Work instruction: Within the listing below, please copy exactly the lines between the line holding "PR #7907, opened 2026-09-12" and the line holding "### LINKED ISSUE", inclusive.

Data records:
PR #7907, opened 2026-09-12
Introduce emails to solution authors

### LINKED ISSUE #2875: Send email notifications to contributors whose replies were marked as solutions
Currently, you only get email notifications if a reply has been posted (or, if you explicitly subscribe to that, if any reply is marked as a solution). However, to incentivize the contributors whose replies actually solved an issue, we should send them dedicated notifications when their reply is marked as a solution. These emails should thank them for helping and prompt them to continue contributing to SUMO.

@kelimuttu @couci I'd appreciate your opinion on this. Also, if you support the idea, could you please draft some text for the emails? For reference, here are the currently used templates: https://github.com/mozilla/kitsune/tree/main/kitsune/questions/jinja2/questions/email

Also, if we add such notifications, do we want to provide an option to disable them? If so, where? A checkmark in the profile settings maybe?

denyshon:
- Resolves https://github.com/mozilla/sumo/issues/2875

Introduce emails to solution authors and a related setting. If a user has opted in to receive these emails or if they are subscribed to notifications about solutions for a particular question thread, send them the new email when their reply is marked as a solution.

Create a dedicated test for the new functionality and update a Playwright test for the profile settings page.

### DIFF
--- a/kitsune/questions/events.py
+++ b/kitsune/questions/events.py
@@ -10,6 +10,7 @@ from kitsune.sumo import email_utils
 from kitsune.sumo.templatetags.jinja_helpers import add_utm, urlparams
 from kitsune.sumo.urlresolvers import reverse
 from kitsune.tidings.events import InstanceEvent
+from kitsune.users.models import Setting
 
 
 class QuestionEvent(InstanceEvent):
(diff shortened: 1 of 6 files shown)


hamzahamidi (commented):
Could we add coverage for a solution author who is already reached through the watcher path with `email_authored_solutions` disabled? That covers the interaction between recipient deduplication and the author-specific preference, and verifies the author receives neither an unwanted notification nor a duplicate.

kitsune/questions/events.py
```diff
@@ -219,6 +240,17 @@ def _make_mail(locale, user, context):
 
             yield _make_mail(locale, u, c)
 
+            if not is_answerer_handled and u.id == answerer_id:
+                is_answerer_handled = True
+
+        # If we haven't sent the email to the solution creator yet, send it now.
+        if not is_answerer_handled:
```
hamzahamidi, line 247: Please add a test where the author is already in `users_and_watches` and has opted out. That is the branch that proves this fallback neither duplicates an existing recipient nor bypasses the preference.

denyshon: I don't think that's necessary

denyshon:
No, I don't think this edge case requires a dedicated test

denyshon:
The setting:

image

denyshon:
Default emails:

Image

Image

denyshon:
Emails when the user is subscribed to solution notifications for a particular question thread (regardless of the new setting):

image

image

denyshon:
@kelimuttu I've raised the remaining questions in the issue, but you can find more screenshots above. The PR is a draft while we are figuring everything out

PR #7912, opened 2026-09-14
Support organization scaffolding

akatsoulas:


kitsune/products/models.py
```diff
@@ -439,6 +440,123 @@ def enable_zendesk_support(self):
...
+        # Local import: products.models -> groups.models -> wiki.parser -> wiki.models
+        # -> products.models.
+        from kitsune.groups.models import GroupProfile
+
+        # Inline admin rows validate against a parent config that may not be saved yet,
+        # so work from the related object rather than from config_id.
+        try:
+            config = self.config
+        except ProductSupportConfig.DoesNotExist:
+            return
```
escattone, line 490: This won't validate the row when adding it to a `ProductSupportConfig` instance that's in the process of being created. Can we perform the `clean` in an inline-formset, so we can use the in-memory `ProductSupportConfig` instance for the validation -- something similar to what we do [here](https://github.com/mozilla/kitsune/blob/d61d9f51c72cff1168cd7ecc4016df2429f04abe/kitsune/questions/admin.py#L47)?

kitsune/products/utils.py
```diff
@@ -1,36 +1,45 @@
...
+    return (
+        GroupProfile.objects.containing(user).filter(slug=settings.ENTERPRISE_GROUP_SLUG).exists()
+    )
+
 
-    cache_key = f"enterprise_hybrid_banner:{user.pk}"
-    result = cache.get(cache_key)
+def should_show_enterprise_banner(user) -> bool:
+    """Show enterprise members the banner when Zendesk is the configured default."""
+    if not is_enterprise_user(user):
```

--

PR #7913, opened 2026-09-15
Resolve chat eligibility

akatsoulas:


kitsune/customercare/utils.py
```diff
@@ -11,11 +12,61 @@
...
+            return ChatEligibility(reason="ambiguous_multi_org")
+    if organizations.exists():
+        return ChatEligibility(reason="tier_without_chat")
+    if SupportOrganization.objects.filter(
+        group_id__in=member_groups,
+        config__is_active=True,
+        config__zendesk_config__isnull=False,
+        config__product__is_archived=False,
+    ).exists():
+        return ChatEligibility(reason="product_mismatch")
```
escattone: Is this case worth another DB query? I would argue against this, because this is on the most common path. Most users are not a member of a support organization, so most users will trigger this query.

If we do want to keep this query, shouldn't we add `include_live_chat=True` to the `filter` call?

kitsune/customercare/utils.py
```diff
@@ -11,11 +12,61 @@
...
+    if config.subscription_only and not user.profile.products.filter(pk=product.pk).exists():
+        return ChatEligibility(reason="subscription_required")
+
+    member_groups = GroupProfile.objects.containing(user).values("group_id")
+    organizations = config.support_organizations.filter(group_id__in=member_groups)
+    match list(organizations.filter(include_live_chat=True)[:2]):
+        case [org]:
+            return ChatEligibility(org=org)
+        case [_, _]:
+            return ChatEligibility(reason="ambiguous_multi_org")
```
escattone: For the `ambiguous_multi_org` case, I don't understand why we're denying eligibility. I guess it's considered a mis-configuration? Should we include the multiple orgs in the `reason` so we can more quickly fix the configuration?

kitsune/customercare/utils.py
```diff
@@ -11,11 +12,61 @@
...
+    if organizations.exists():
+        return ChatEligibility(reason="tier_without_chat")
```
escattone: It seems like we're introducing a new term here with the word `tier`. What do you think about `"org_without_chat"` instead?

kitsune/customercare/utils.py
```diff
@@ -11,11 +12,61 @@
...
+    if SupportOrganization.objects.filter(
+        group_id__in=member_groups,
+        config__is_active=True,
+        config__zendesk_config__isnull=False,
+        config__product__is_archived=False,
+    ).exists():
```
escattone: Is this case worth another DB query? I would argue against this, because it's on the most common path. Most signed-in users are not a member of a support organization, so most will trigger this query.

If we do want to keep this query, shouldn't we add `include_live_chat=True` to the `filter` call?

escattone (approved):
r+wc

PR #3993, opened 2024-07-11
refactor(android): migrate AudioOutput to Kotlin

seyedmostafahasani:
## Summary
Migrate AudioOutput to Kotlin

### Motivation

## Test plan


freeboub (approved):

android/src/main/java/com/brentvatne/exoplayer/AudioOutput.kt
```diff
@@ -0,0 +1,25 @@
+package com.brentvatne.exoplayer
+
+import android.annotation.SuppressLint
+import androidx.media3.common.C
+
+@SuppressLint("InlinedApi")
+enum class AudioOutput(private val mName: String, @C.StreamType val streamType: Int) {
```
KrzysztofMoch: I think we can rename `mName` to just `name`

Response to this task:
PR #7907, opened 2026-09-12
Introduce emails to solution authors

### LINKED ISSUE #2875: Send email notifications to contributors whose replies were marked as solutions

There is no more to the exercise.